Work instruction: Could you write out each of the records below exactly?

Dataset excerpts:
++++++++++

PR #1323, opened 2024-05-17
install-qa-checks.d: suppress some gnulib implicit configure declarations

eli-schwartz:
These happen in tons of GNU packages because of using gnulib, which pulls in macros that check for some functionality and spit out an implicit function declaration error if they aren't supported, which is *expected*.

### DIFF
--- a/bin/install-qa-check.d/90config-impl-decl
+++ b/bin/install-qa-check.d/90config-impl-decl
@@ -49,6 +49,15 @@ add_default_skips() {
 		res_ndestroy
 		statacl
 	)
+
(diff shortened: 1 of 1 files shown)


bin/install-qa-check.d/90config-impl-decl
```diff
@@ -49,6 +49,15 @@ add_default_skips() {
 		res_ndestroy
 		statacl
 	)
+
+	# Available in c23, these gnulib checks are expected to fail
```
thesamesam, line 53: Move the c23 comment to above the 3 instead?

++++++++++

Written solution:
PR #1323, opened 2024-05-17
install-qa-checks.d: suppress some gnulib implicit configure declarations

eli-schwartz:
These happen in tons of GNU packages because of using gnulib, which pulls in macros that check for some functionality and spit out an implicit function declaration error if they aren't supported, which is *expected*.

### DIFF
--- a/bin/install-qa-check.d/90config-impl-decl
+++ b/bin/install-qa-check.d/90config-impl-decl
@@ -49,6 +49,15 @@ add_default_skips() {
 		res_ndestroy
 		statacl
 	)
+
(diff shortened: 1 of 1 files shown)


bin/install-qa-check.d/90config-impl-decl
```diff
@@ -49,6 +49,15 @@ add_default_skips() {
 		res_ndestroy
 		statacl
 	)
+
+	# Available in c23, these gnulib checks are expected to fail
```
thesamesam, line 53: Move the c23 comment to above the 3 instead?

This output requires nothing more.